*The task*
Output only the lines below that start at the line containing "export type ApiTokenCreateInput" and end at the line containing "Hmm odd. I made", with both ends kept.

*Collected data entries*
◆ ◆ ◆

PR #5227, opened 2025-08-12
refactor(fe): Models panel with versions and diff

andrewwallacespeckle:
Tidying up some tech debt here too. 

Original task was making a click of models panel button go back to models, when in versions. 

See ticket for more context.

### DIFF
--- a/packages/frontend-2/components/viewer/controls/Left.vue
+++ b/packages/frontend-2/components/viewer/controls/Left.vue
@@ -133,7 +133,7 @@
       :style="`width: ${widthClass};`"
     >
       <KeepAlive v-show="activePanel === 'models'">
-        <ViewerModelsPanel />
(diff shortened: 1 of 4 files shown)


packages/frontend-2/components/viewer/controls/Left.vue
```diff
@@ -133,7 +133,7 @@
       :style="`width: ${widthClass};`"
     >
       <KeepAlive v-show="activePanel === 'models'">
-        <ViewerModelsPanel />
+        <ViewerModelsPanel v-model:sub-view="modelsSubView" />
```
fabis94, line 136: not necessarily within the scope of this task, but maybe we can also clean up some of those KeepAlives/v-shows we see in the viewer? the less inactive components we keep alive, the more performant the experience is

◆ ◆ ◆

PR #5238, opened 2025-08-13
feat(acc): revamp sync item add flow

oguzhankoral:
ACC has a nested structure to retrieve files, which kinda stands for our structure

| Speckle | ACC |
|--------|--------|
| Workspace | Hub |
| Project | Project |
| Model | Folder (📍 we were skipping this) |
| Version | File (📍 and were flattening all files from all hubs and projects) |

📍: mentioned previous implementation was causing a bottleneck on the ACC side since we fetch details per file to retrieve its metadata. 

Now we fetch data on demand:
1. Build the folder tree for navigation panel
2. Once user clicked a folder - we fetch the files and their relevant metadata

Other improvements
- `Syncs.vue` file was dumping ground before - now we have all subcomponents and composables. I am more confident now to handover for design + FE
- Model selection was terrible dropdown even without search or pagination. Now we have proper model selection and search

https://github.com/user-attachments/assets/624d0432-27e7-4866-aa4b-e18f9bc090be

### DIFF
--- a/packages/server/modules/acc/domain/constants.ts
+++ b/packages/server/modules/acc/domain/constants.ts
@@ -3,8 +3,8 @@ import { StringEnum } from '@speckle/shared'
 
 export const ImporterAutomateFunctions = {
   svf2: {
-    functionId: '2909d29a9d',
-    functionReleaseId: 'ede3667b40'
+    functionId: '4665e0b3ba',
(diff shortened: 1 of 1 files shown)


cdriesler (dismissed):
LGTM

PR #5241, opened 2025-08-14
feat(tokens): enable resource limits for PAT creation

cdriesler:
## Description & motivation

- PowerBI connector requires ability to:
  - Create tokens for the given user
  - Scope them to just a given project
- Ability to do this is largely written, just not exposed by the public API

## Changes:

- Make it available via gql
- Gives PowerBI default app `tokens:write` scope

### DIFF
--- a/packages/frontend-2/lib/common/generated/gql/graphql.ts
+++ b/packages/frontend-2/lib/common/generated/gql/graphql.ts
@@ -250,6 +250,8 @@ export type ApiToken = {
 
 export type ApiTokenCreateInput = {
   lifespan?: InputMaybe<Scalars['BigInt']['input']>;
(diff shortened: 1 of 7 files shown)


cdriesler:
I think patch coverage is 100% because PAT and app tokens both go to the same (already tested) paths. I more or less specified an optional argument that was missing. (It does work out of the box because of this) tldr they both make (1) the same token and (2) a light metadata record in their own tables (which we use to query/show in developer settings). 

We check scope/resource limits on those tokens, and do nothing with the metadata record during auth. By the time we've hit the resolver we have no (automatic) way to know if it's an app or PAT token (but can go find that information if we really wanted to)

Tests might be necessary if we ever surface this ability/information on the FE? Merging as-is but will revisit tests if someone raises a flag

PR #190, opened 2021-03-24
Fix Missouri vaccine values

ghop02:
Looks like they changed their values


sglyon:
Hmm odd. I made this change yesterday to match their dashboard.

◆ ◆ ◆

*Finished exercise*
 export type ApiTokenCreateInput = {
   lifespan?: InputMaybe<Scalars['BigInt']['input']>;
(diff shortened: 1 of 7 files shown)


cdriesler:
I think patch coverage is 100% because PAT and app tokens both go to the same (already tested) paths. I more or less specified an optional argument that was missing. (It does work out of the box because of this) tldr they both make (1) the same token and (2) a light metadata record in their own tables (which we use to query/show in developer settings). 

We check scope/resource limits on those tokens, and do nothing with the metadata record during auth. By the time we've hit the resolver we have no (automatic) way to know if it's an app or PAT token (but can go find that information if we really wanted to)

Tests might be necessary if we ever surface this ability/information on the FE? Merging as-is but will revisit tests if someone raises a flag

PR #190, opened 2021-03-24
Fix Missouri vaccine values

ghop02:
Looks like they changed their values


sglyon:
Hmm odd. I made this change yesterday to match their dashboard.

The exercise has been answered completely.